DPWH PELITA System Breached; Nearly 72,000 Employee Images and 1.9 Million Lines Exposed in Major Data Leak
A data breach has struck the Department of Public Works and Highways (DPWH) after a threat actor known as Klammer publicly released internal files allegedly extracted from the agency’s Personnel Electronic Log for Integrated Time and Attendance (PELITA) system. The leaked dataset includes 71,923 employee verification photos, along with CSV and JSON files containing more than 1.9 million lines of data, amounting to approximately 6.2 gigabytes in size. Screenshots posted by the threat actor show extensive directories of timestamped images, structured metadata, and employee folders that appear to span several years of attendance logs.

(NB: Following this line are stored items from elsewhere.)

PR #21904, opened 2023-08-15
Decorator Factory Testing out

ZiadAmerr:


vedpatwardhan (commented):
Looks like a clean approach to reduce redundancy while also not affecting readability. Feel free to move forward with this approach for the other files, probably the only issue here would be duplication of decorator sequences if that sequence of decorators is already existing in the file and isn't noticed.
We could also try a more hierarchical approach to avoid this duplication in the sense that the decorators common to all functions from the larger group, then different sub-groups for the decorators that differ and so on.
Hope that makes sense, thanks @ZiadAmerr 😄

ZiadAmerr:
So should I keep that DECORATORS_PER_FUNC in func_wrapper.py and let it contain all the functions in ivy instead of one for each file?

vedpatwardhan:
I think one to each file would be better, as it would be easier to find the decorators applied to a particular function 😄

ZiadAmerr:
Ah yes, got you. Then can you explain what you mean by the hierarchal approach?

ZiadAmerr:
If we're talking about common decorators as to remove redundancy from the frozen sets, then I guess this couldn't happen in elementwise as all the sets have no common decorator

ZiadAmerr:
> We could also try a more hierarchical approach to avoid this duplication in the sense that the decorators common to all functions from the larger group, then different sub-groups for the decorators that differ and so on. Hope that makes sense, thanks @ZiadAmerr 😄

Oh got it, but in this case I will kind-of "flip" the data structure, it will be a group of decorators alongside a list of functions taking these decorators, and in the case of elementwise, it will be a decorator corresponding to a set of functions. I don't really know, but I think this will introduce a bit of duplication?

What I initially thought of is creating a list of decorators used in that particular file, and the just removing the unneeded decorators for a group of functions, it would have decreased the redundancy a bit instead of creating a list of decorators for each particular set of functions, but instead it will add some additional computational complexity to the file, making it less readable for less redundancy. Generally, it is a trade-off, and I think this structure would work best.

Another optimization was that I would go and make the dict's values sets instead of lists, so that I can recall them back later, add some decorators and remove some decorators without worrying about the order. And then right after the dict definition, I would run a `rearrange_decorators_of_map(DECORATORS_PER_FUNC)` that will convert them back to lists with the correct order. Lmk what you think about this :D

ivy/func_wrapper.py
```diff
@@ -302,6 +302,46 @@ def _check_in_nested_sequence(sequence, value=None, _type=None):
...
+    fn_name : str
+        The name of the function to get the decorators for
+    
+    decorator_lookup : dict
+        The lookup table of frozen sets of function names to decorators list
+    """
+    for funcs, decorators in decorator_lookup.items():
+        if fn_name in funcs:
+            return decorators
+    return []
```
ZiadAmerr, line 319:
```suggestion
    raise KeyError(f"Function `{fn_name}` not found in lookup table!")
```

Should we raise an error when the function name is not found in the lookup table?

vedpatwardhan:
> > We could also try a more hierarchical approach to avoid this duplication in the sense that the decorators common to all functions from the larger group, then different sub-groups for the decorators that differ and so on. Hope that makes sense, thanks @ZiadAmerr 😄
> 
> Oh got it, but in this case I will kind-of "flip" the data structure, it will be a group of decorators alongside a list of functions taking these decorators, and in the case of elementwise, it will be a decorator corresponding to a set of functions. I don't really know, but I think this will introduce a bit of duplication?
> 
> What I initially thought of is creating a list of decorators used in that particular file, and the just removing the unneeded decorators for a group of functions, it would have decreased the redundancy a bit instead of creating a list of decorators for each particular set of functions, but instead it will add some additional computational complexity to the file, making it less readable for less redundancy. Generally, it is a trade-off, and I think this structure would work best.
> 
> Another optimization was that I would go and make the dict's values sets instead of lists, so that I can recall them back later, add some decorators and remove some decorators without worrying about the order. And then right after the dict definition, I would run a `rearrange_decorators_of_map(DECORATORS_PER_FUNC)` that will convert them back to lists with the correct order. Lmk what you think about this :D

Yeah I think your current approach would be much cleaner than that, let's continue with this 👍

ivy/func_wrapper.py
vedpatwardhan: yep, along with a message asking them to add the function to that list, thanks!

Infrared1029:
Slightly inclined towards the simpler approach we discussed, but some interesting points were raised (contributors finding stuff easily etc) although i'd argue that we shouldn't be complicating our design  (adding the function name in two places whenever a function is added) to make it easier for incompetent contributions, as it is very simple to just look at similar functions in the file and infer the right list/set/tuple of decorators to use, regardless, great work Ziad, move on with whatever path you and Ved think makes more sense.

vedpatwardhan:
> Slightly inclined towards the simpler approach we discussed, but some interesting points were raised (contributors finding stuff easily etc) although i'd argue that we shouldn't be complicating our design (adding the function name in two places whenever a function is added) to make it easier for incompetent contributions, as it is very simple to just look at similar functions in the file and infer the right list/set/tuple of decorators to use, regardless, great work Ziad, move on with whatever path you and Ved think makes more sense.

Hey @Infrared1029, I completely agree that the approach you're suggesting is cleaner than the frozenset one @ZiadAmerr, but probably considering the advantage of knowing what decorators were being used by similar functions in the submodule, probably the approach @ZiadAmerr suggested is less likely to be messed up. Let's probably continue with this approach, and keep tabs on the likelihood of such errors and decide from there on. Thanks @Infrared1029 and @ZiadAmerr 😄

ivy/func_wrapper.py
```diff
@@ -597,17 +598,10 @@ def to_ivy_arrays_and_back(fn: Callable) -> Callable:
     instances and return arrays are all converted to `ivy.NativeArray`
     instances.
     """
-    return output_to_native_arrays(inputs_to_ivy_arrays(fn))
+    return outputs_to_native_arrays(inputs_to_ivy_arrays(fn))
 
 
 def to_native_arrays_and_back(fn: Callable) -> Callable:
```
ZiadAmerr, line 604:
```suggestion
def to_native_arrays_and_back(fn: Callable) -> Callable:
    """
    Make `fn` receive `ivy.NativeArray` and return `ivy.Array`.
    Wrap `fn` so that input arrays are all converted to
    `ivy.NativeArray` instances and return arrays are all converted to
    `ivy.Array` instances.
    """
```

ZiadAmerr:
Hey @vedpatwardhan, all `functional/ivy` files are done. Except for `general.py` because it raises a very strange error with `inspection.py`. We can discuss that as soon as we meet :)

vedpatwardhan (commented):
> Hey @vedpatwardhan, all `functional/ivy` files are done. Except for `general.py` because it raises a very strange error with `inspection.py`. We can discuss that as soon as we meet :)

Hey @ZiadAmerr, the changes made look good to go (I haven't really dived into it line-by-line though). But there's quite a few test failures in the CI, could you please check if they're related to the changes made? 
Sure, we can discuss `general.py` so that we can get that working and merge this PR as there would be merge conflicts to constantly deal with. 
Thanks for diving into this, let's see what @Infrared1029 thinks 😄

ivy-seed:

vedpatwardhan:
<some comment>

PR #21922, opened 2023-08-15
Hypergeometric test and function redo

### LINKED ISSUE #21387: hypergeometric

Svet0zar:
Close #21387

### DIFF
--- a/ivy/functional/frontends/numpy/random/functions.py
+++ b/ivy/functional/frontends/numpy/random/functions.py
@@ -1,4 +1,7 @@
 # local
+import random
+
+
 import ivy
 from ivy.functional.frontends.numpy.func_wrapper import (
     to_ivy_arrays_and_back,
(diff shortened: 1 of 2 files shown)


ivy/functional/frontends/numpy/random/functions.py
```diff
@@ -233,3 +236,27 @@ def triangular(left, mode, right, size=None):
...
+            ngood -= 1
+        elif nbad > 0:
+            nbad -= 1
+    return sum(u)
+
+
+@to_ivy_arrays_and_back
+@from_zero_dim_arrays_to_scalar
+def hypergeometric(ngood, nbad, nsample, size=None):
+    u = ivy.empty(size, dtype=int)
```
jkeane508, line 258: `size` argument is default None which is a required argument for `empty` which will always throw an error. As seen in the test logs [here](https://github.com/unifyai/ivy/actions/runs/5868789216/job/15912380408?pr=21922#step:3:247).

jkeane508 (changes requested):

ivy/functional/frontends/numpy/random/functions.py
Svet0zar: Whenever I reproduce any of the failures I get an error that states that the test passed

Svet0zar: I tested the test cases locally and they don't fail like they do in the test suite. I even compared it to the numpy.random.hypergeometric module and they produce the same results (having in mind that the numbers are different due to the randomness)

jkeane508: yea makes sense. The issue is a flaw in the logic. If you test call this function and don't specify a value for `size` then this would break because `None` is not a valid argument for `size` in `ivy.empty`.

Svet0zar: I dont get that issue in the new commits anymore

jkeane508: Are all tests passing for you locally?

Svet0zar: locally I dont get any errors, yes

Svet0zar: I just want to mention, I have this many commits because my local tests only run for numpy and don't check the other backends.

PR #21955, opened 2023-08-15
`torch.linalg.norm` frontend

### LINKED ISSUE #21954: torch.norm

mobley-trent:
Closes #21954


mobley-trent:
@paulaehab do you mind reviewing this PR. I saw that you worked on `torch.reduction_ops.norm` which is essentially a replica of this function,

MahmoudAshraf97 (changes requested):
I have a couple of questions, if the two functions are essentially the same why write a different test strategy instead of using the old one or extending it if needed?
also note that `torch.norm` is deprecated
the tests are failing probably due to wrong input from test strategy

mobley-trent:
@MahmoudAshraf97 I tried using the same strategy but it is failing for some reason. I'm getting an error that the combination of inputs being fed into the function is wrong yet both of these functions have the same input signatures. Also if `torch.norm` is deprecated, why was it implemented first instead of `torch.linalg.norm` ?

MahmoudAshraf97:
> @MahmoudAshraf97 I tried using the same strategy but it is failing for some reason. I'm getting an error that the combination of inputs being fed into the function is wrong yet both of these functions have the same input signatures. Also if `torch.norm` is deprecated, why was it implemented first instead of `torch.linalg.norm` ?

because we implement deprecated functions as a part of multiversion compatibility
I guess you should keep trying with the test strategy and let me know if you need help debugging it

PR #21967, opened 2023-08-15
refactor torch frontend lp pooling functions and their tests

mohame54:
refactored lp pooling torch frontend functions


AnnaTz (approved):
Great, thanks!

Based on initial review, the exposed materials contain sensitive information such as names, employee IDs, office assignments, timestamp entries, and validation indicators corresponding to daily time-in and time-out activities. The CSV files include detailed line-by-line data fields, some of which reflect repeated entries for individual employees across different dates. Personnel from several DPWH divisions appear in the dataset, particularly those associated with the Public-Private Partnership Service and other regional or central offices. With tens of thousands of unique biometric-style images and extensive log files now publicly accessible.
https://iili.io/ffQdS7S.png
https://iili.io/ffQdUk7.png
https://iili.io/ffQd822.png
In the message accompanying the release, the threat actor framed the breach as a reaction to ongoing public frustrations regarding governance and perceived gaps in accountability within infrastructure-related institutions. The statement referenced President Ferdinand Marcos Jr.’s announcement on November 21 about warrants issued in relation to a flood-control corruption case. According to Klammer, some members of the public view such actions as limited in scope, asserting that they target lesser individuals rather than addressing deeper systemic issues. They argued that the public continues to demand more comprehensive accountability from agencies responsible for major infrastructure operations and disaster-related programs.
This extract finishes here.